「上を向いて歩こう~日本人の希望の歌 その真実」
「上を向いて歩こう~日本人の希望の歌 その真実」
NHK総合 7月18日放送
「上を向いて歩こう」は、当時レコードを買って、よく聴いていました。
当時は、悲しいことや切ないことを共有している感覚で聴いていましたね。
震災後、被災地の皆さんが歌っている映像を観かけては、その度に何とも切ない想いを感じています。
希望の歌、前向きに生きるために、との想いで歌っていると知って、ちょっと救われる気持ちはしましたが・・・。
黒柳徹子さんの、“みんなの喜びもあるんだけど、みんなの悲しみもやっぱり吐き出させるものもあるんじゃないですかね”というコメントが一番しっくり来ました。
このとき、インタビューを受けている黒柳さんは突然の涙を見せています。
これまで黒柳さんの姿を映像でたくさん観てきていますが、このときほど共感を覚えたことは無かったような気がします。
「上を向いて歩こう」は、永六輔さん(作詞)、中村八大さん(作曲)、そして坂本九さん(歌)の689トリオが作り上げて、全米1位までなって世界中で歌われた歌・・・。
あまりに有名過ぎて、今更と思いながら番組を観ていました。
でも、初めて知ったことがたくさんありましたね。
中村八大作品集~上を向いて歩こう~HACHIDAI SOUNG COLLECTION1952~199
三人の因縁・・・
中村さんが、渡辺晋さん(渡辺プロ創始者)から映画音楽を依頼され、偶然遭遇した早稲田大学の後輩・永さんと一晩で10曲作った、という。
放送作家になっていた永さんも初めての作詞で、でもその中の1曲が「黒い花びら」・・・。
あのレコード大賞の第1号の曲は、永さんが20代で書いた詞なんですね。
その映画に脇役で出演していたのが、当時17歳の坂本九さん。
「上を向いて歩こう」(1961年)は、中村さん30歳、永さん28歳、坂本さん19歳で、発表された曲でした。
その若さで、永遠に残る歌が生み出されたことに驚いています。
発表当時、永さんが九さんの歌い方を気に入っていないという話は聞いていました。
あの“あ~るこおうおうおうおう”は中村さんの細かな戦略でもあったようですね。
中村さんの後世にも残るような丁寧な曲作り・・・
永さんの60年安保のデモや市民運動への挫折感・・・
そして、九さんの明るいキャラクター・・・
それが合わさって出来たのが「上を向いて歩こう」という歌でした。
中でも、注目したのは永さんの挫折の部分でした。
デモや市民運動から無残な気持ちで帰ることの繰り返しで、権力や暴力が圧し掛かってきた、そんなときの心境・・・
今聴いても、永さんの想いが一番染み込んでいる曲のように思えます。
翌年公開された映画「上を向いて歩こう」のエンディングでは、実際の歌詞には無い“冬の日”が歌われているんですね。

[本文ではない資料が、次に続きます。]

Issue #2504, opened 2016-10-19
Tests should not rely on external websites which lead to random failures


vors:
Today https://httpbin.org/ is down the whole day.
It caused two daily builds to fail with 43 tests for `Invoke-WebRequest` and `Invoke-RestMethod`.

https://ci.appveyor.com/project/PowerShell/powershell-f975h/build/6.0.0-alpha.10-26
https://ci.appveyor.com/project/PowerShell/powershell-f975h/build/6.0.0-alpha.11-27

We should replace httpbin with eaver our own hosted version or localhost server, i.e.
https://github.com/Runscope/httpbin

localhost server will introduce unnecessary testing dependencies, not sure which one would be a better solution.

cc @daxian-dbw @Francisco-Gamino

daxian-dbw:
I prefer to host the service in cloud ourselves. I got it hosted at Heroku, but still not clear if the free plan would be sufficient.

SteveL-MSFT:
Move tests to use httplistener where we have more control and also suppress progress for the tests

SteveL-MSFT:
Also review for other external websites being used beyond httpbin.org

markekraus:
@TravisEz13 I plan to move all of the HTTPS tests to WebListener (#4719).  

For HTTP (no-S) tests that are currently pointed to httpbin I plan to pick the one (possibly /get), create the same functionality in WebListener, and move all the tests that use it to WebListener. Before I begin, though, I'd like to just confirm that this is the right path to take. I figured I would start moving one httpbin target URL at a time and then work on moving the HttpListener tests one URL at a time. The end goal being that all HTTP/HTTPS tests will run against WebListener and HttpListener can be retired.

SteveL-MSFT:
@markekraus sounds right to me.  Thanks!

markekraus:
@SteveL-MSFT How should I do the PR's for these? Should I create a One PR for adding the WebListener functionality and another for switching the tests it replaces? Or just lump the WebListener functionality in with the test changes in a single PR?

SteveL-MSFT:
@markekraus I think it would be better to have both the WebListener changes and test code changes together for each URL replacement so the reviewers can understand what's happening on both the client side and server side

markekraus:
after #5665 is merged, there is only 4 tests which rely on [http://http.lee.io/method](http://http.lee.io/method),  all other tests rely on WebListener or HttpListener.

TravisEz13:
[...]

PR #4546, opened 2017-08-10
[Feature] Add Certificate Authentication Support for WebCmdlets

### LINKED ISSUE #4544: Invoke-RestMethod and Invoke-WebRequest don't support client certificate authentication with certificate files
`Invoke-RestMethod` and `Invoke-WebRequest` requires the certificate specified by _-Certificate_ to be imported in the certificate store. Both methods do not allow using certificates from files. This breaks client certificate authentication on non-Windows platforms.

**Proposal**: Support the use of certificate files for the client authentication by adding a new parameter _-CertificateFile_ or by using the x509 object from `Get-PfxCertificate` directly.

This was tested on Ubuntu 16.04 with PowerShell 6.0.0-beta.5 and on Windows with PowerShell 5.0.

Ref: https://github.com/PowerShell/PowerShell/issues/473 and https://github.com/PowerShell/PowerShell/issues/1865

markekraus:
Fixes #4544

`HttpClientHandler` now supports client certificates. Enabling client certificates in Core for `Invoke-WebRequest` and `Invoke-RestMethod` makes it possible to do certificate authentication on Linux.

### DIFF
--- a/src/Microsoft.PowerShell.Commands.Utility/commands/utility/WebCmdlet/CoreCLR/WebRequestPSCmdlet.CoreClr.cs
+++ b/src/Microsoft.PowerShell.Commands.Utility/commands/utility/WebCmdlet/CoreCLR/WebRequestPSCmdlet.CoreClr.cs
@@ -171,7 +171,8 @@ namespace Microsoft.PowerShell.Commands
 
             if (SkipCertificateCheck)
             {
-                handler.ServerCertificateCustomValidationCallback = HttpClientHandler.DangerousAcceptAnyServerCertificateValidator; 
+                handler.ServerCertificateCustomValidationCallback = HttpClientHandler.DangerousAcceptAnyServerCertificateValidator;
+                handler.ClientCertificateOptions = ClientCertificateOption.Manual;
             }
 
             // This indicates GetResponse will handle redirects.
--- a/src/Microsoft.PowerShell.Commands.Utility/commands/utility/WebCmdlet/CoreCLR/WebRequestPSCmdlet.CoreClr.cs
+++ b/src/Microsoft.PowerShell.Commands.Utility/commands/utility/WebCmdlet/CoreCLR/WebRequestPSCmdlet.CoreClr.cs
@@ -164,13 +164,10 @@ namespace Microsoft.PowerShell.Commands
                 handler.Proxy = WebSession.Proxy;
             }
 
-            /*
-            TODO: HttpClientHandler will support client certificate in RTM
-            See https://github.com/dotnet/corefx/issues/7623 for more details.
             if (null != WebSession.Certificates)
             {
-                handler.ClientCertificates = WebSession.Certificates;
-            }*/
+                handler.ClientCertificates.AddRange(WebSession.Certificates);
+            }
 
             if (SkipCertificateCheck)
             {
--- a/test/powershell/Modules/Microsoft.PowerShell.Utility/WebCmdlets.Tests.ps1
+++ b/test/powershell/Modules/Microsoft.PowerShell.Utility/WebCmdlets.Tests.ps1
@@ -296,7 +296,6 @@ function ExecuteWebRequest
     return $result
 }
 
-
 function GetSelfSignedCert {
     <#    
         .NOTES
--- a/test/powershell/Modules/Microsoft.PowerShell.Utility/WebCmdlets.Tests.ps1
+++ b/test/powershell/Modules/Microsoft.PowerShell.Utility/WebCmdlets.Tests.ps1
@@ -917,7 +917,13 @@ Describe "Invoke-WebRequest tests" -Tags "Feature" {
         $response.Content.UserAgent | Should Match $Pattern
     }
 
-    It "Verifies Invoke-WebRequest Certificate Authentication Fails without -Certificate"{
+    #endregion SkipHeaderVerification Tests
+
+    #region Certificate Authentication Tests
+
+    # Test pending creation of native test solution 
+    # https://github.com/PowerShell/PowerShell/issues/4609
+    It "Verifies Invoke-WebRequest Certificate Authentication Fails without -Certificate" -Pending {
         $command = 'Invoke-WebRequest https://prod.idrix.eu/secure/'
         $result = ExecuteWebCommand -command $command
         ValidateResponse -response $result
@@ -925,7 +931,9 @@ Describe "Invoke-WebRequest tests" -Tags "Feature" {
         $result.Output | Should Match ([regex]::Escape('Error: No SSL client certificate presented'))
     }
 
-    It "Verifies Invoke-WebRequest  Certificate Authentication Successful with -Certificate" {
+    # Test pending creation of native test solution 
+    # https://github.com/PowerShell/PowerShell/issues/4609
+    It "Verifies Invoke-WebRequest  Certificate Authentication Successful with -Certificate" -Pending {
         $Certificate = GetSelfSignedCert
         $command = 'Invoke-WebRequest https://prod.idrix.eu/secure/ -Certificate $Certificate'
         $result = ExecuteWebCommand -command $command
@@ -934,7 +942,7 @@ Describe "Invoke-WebRequest tests" -Tags "Feature" {
         $result.Output.Content | Should Match ([regex]::Escape('SSL Authentication OK!'))
     }
 
-    #endregion SkipHeaderVerification Tests
+    #endregion Certificate Authentication Tests
 
     #region charset encoding tests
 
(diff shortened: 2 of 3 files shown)


test/powershell/Modules/Microsoft.PowerShell.Utility/WebCmdlets.Tests.ps1
```diff
@@ -271,6 +271,89 @@ function ExecuteRequestWithCustomUserAgent {
     return $result
 }
 
+function GetSelfSignedCert {
```
TravisEz13: We already have a common module to add certificates here:
https://github.com/PowerShell/PowerShell/blob/master/test/powershell/Modules/Microsoft.PowerShell.Security/certificateCommon.psm1

We shouldn't duplicate the code.

markekraus: @TravisEz13 I tested with that. But the cert in `New-GoodCertificate` does not contain the proper key usage to be used for SSL/TLS Auth. It is issued for only Document Encryption. I was afraid if I change the cert in `certificateCommon.psm1` I might be break tests that depend on that restriction. Thus, I added a new function in  `WebCmdlets.Tests.ps1` instead. What do you suggest?

TravisEz13: Move the module to a common location and add your function to it, with descriptions of each cert (at least what you learned.)  At the minimum, file an issue that this work needs to be done to avoid future duplication of effort.  Even then, I would suggest adding the comments to each now.

markekraus:
@TravisEz13 I think what may need to be done is issue a self-signed cert that has all the key usage and enhanced key usages required by all the tests, a kind of one-cert-to-rule-them-all and then also move the module to a common area etc. 

For now I have added comments.

test/powershell/Modules/Microsoft.PowerShell.Utility/WebCmdlets.Tests.ps1
```diff
@@ -803,6 +886,23 @@ Describe "Invoke-WebRequest tests" -Tags "Feature" {
         $response.Content.UserAgent | Should Match $Pattern
     }
 
+    It "Verifies Invoke-WebRequest Certificate Authentication Fails without -Certificate"{
+        $command = 'Invoke-WebRequest https://prod.idrix.eu/secure/'
```
dantraMSFT: I suggest you check to see if you can mock using WebRequest.RegisterPrefix instead of relying on an external site.  We find external sites make the tests unreliable.  See https://github.com/PowerShell/PowerShell/issues/2504

src/Microsoft.PowerShell.Commands.Utility/commands/utility/WebCmdlet/CoreCLR/WebRequestPSCmdlet.CoreClr.cs
```diff
@@ -164,13 +164,10 @@ internal virtual HttpClient GetHttpClient(bool handleRedirect)
...
             }
 
-            /*
-            TODO: HttpClientHandler will support client certificate in RTM
-            See https://github.com/dotnet/corefx/issues/7623 for more details.
             if (null != WebSession.Certificates)
             {
-                handler.ClientCertificates = WebSession.Certificates;
-            }*/
+                handler.ClientCertificates.AddRange(WebSession.Certificates);
```
dantraMSFT: Suggest explicitly setting ClientCertificateOptions to ClientCertificateOption.Manual.

test/powershell/Modules/Microsoft.PowerShell.Utility/WebCmdlets.Tests.ps1
TravisEz13: Especially introducing a dependency on a new site.

markekraus: I agree. But I lack the skill to implement this. I would need guidance or assistance.

src/Microsoft.PowerShell.Commands.Utility/commands/utility/WebCmdlet/CoreCLR/WebRequestPSCmdlet.CoreClr.cs
markekraus: added.

test/powershell/Modules/Microsoft.PowerShell.Utility/WebCmdlets.Tests.ps1
iSazonov: It seems @SteveL-MSFT have plans to add HTTPS support in our test `HttpListener.psm1`

markekraus: @iSazonov awesome. that would be better. It will probably also need  some way to ensure the client authentication cert is received by the listener too or to enforce certificate authentication on the listener so it can fail if one is not provided.

@dantraMSFT  I'm not entirely sure `WebRequest.RegisterPrefix` will work on Core. Unless I'm missing something, I don't think it would affect anything being done with the new classes under `System.Net.Http` in use in Core. I was able to [make a mockup](https://gist.github.com/markekraus/624c7a4969c013e66c357a2d8adeeafc) with it, but it only works on Windows PowerShell (tested on 5.1). Unless I'm going totally in the wrong direction?

dantraMSFT: You're right, that alone won't solve it.  I also looked at doing a quick change to the the httplistener side but, as written, the client cert is not visible to the listener.

test/powershell/Modules/Microsoft.PowerShell.Utility/WebCmdlets.Tests.ps1
adityapatwardhan: @markekraus Can you address this feedback please?

markekraus: I did [here](https://github.com/PowerShell/PowerShell/pull/4546#issuecomment-321892193) and with [305c048](https://github.com/PowerShell/PowerShell/pull/4546/commits/305c048399d7a2119c63a717eb05bb312fe78a97). Was that insufficient?

adityapatwardhan: Sorry missed that.

adityapatwardhan:
@TravisEz13 @dantraMSFT Can you have another look please?

test/powershell/Modules/Microsoft.PowerShell.Utility/WebCmdlets.Tests.ps1
dantraMSFT: @markekraus - I don't have a quick solution to mocking the call; however, I still question the use of the link (https://prod.idrix.eu/secure/).  I found a reference to it on stackoverflow but I cannot find any information on the parent site indicating its for public use.  Have I missed something?

markekraus: I couldn't find anything written on the site. But, it appears that @idrassi is the owner of https://prod.idrix.eu/secure/ and was the same one who replied on that stackoverflow post with those links. I can try reaching out to them for written consent if needed.

iSazonov: Can we use local CI web server? https://www.appveyor.com/docs/deployment/agent/

markekraus: @iSazonov  I think you meant [This](https://www.appveyor.com/docs/services-databases/#internet-information-services). There would probably have to be a separate solution for AppVeyor and [Travis CI](https://docs.travis-ci.com/user/gui-and-headless-browsers/#Starting-a-Web-Server). It would probably be best if there was some kind of cross-platform solution that worked regardless of CI environment.

TravisEz13: @markekraus Have you looked to see if there is some Linux (so it would work on both platforms) docker container that would work?  Perhaps ASP.NET core in Linux should be familiar to most people using this platform.

TravisEz13: I think we need some explicit statement linked to the site that we can use the site in our tests.

TravisEz13 (changes requested):
We need to find some solution to deal with https://prod.idrix.eu/secure/

test/powershell/Modules/Microsoft.PowerShell.Utility/WebCmdlets.Tests.ps1
markekraus: @TravisEz13 unfortunately, I'm a novice with Docker and have no experience with ASP.NET. I could look into it, but It will take a considerable amount of time to figure out what all needs to be done. I'm not opposed to looking into it, but, perhaps there is some way to engage someone else for help on this? I'm not really sure how to proceed.

iSazonov: Maybe open a tracking Issue and don't block the PR?

TravisEz13: I'm open to that, but I don't think we should be regularly 
 running the tests without doing one one the other either:

1. Get explicit permission to use the site for automated tested
1. find an alternative
1. mark the tests a pending until the issue is resolved.

markekraus: @TravisEz13 Ok. Let me look into docker/aspnetcore. If I can't make heads or tails of it, I will mark the test pending and create an issue. 

On the docker topic, would it be best to include a subfolder with a dockerfile and whatever assets are needed, have the test code run the docker build, run the container, do the relevant test, and tear down the container? Or or there some better way to do that? I imagine that could be a rather slow test.

TravisEz13: It would definitely make these slow tests and I think feature tests.  There are some tests that use docker here:  https://github.com/PowerShell/PowerShell/tree/master/test/docker/networktest   But those tests, are meant to be a different suite.

I think @iSazonov  might be right.  I think option 3 might be the best option.  Mark the tests as pending, and file an issue.  If you are still willing to work on trying to fix the tests, I'd love to work with you.  Assuming @adityapatwardhan (the maintainer for the PR) agrees.

TravisEz13: Oh, and add a comment with the issue number saying why the tests are marked pending.

markekraus: @TravisEz13 Issue #4609 created, tests set to pending, and comments added. I'm still interested in figuring this out, I'm just unsure of the time it will take me to get up to speed on aspnetcore enough to do this.

TravisEz13 (approved):
I'm ok with this assuming Aditya agrees

adityapatwardhan (approved):
LGTM

adityapatwardhan:
Had a chat with @TravisEz13 about the testing challenges. Now that #4609 is opened, I can merge this.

九さんを始め、吉永小百合さん、浜田光夫さん、高橋英樹さん、渡辺トモコさん(懐かしいですね)たち若者が揃って歩くシーンで、歌詞もあくまで“共に前へ”、“希望”を見せる前向きなものでした。
そのシーンの動画は、こちらでどうぞ。 ⇒ YouTube動画:映画「上を向いて歩こう」
永さんがインタビューで、“12歳の男の子が、泣くのを我慢している表情が好き”と語っています。
ひたむきな気持ちで、辛さを我慢している・・・“今度の被災地にもそういう少年がいっぱいいて、そういう顔がいっぱいあります”とも・・・。
「上を向いて歩こう」が大ヒットして、その後世界的なヒットになっていく経緯も紹介されています。
アメリカでは、日系人やその他の移民たちがラジオへリクエストをして始まった人気でした。
この曲を“誇り”と語る日系人たち、強制収容所に入った経験もある人たちの話に、当時もまだまだ差別や偏見があったことを思い知らされました。
この番組を観て、何より嬉しかったのは、永さんが声を取り戻していると思えたことです。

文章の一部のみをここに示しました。